PR #2831, opened 2025-05-14
test: fix python e2e http test

jrangelramos:
# Changes

- :broom: Fix python test.

Default python functions no longer echoes as response what it receives from request. It just returns "OK", so this fix python tests used on midstream


matejvasek:
@jrangelramos any ideas why the test is faling?

matejvasek:
/override "Func E2E OnCluster Test / On Cluster Test (ubuntu-latest)"

matejvasek:
@lkingland could you please override the action?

_TASK PROMPT_
Every record should be given again exactly.

_ANSWER TO THE EXERCISE_
PR #2831, opened 2025-05-14
test: fix python e2e http test

jrangelramos:
# Changes

- :broom: Fix python test.

Default python functions no longer echoes as response what it receives from request. It just returns "OK", so this fix python tests used on midstream


matejvasek:
@jrangelramos any ideas why the test is faling?

matejvasek:
/override "Func E2E OnCluster Test / On Cluster Test (ubuntu-latest)"

matejvasek:
@lkingland could you please override the action?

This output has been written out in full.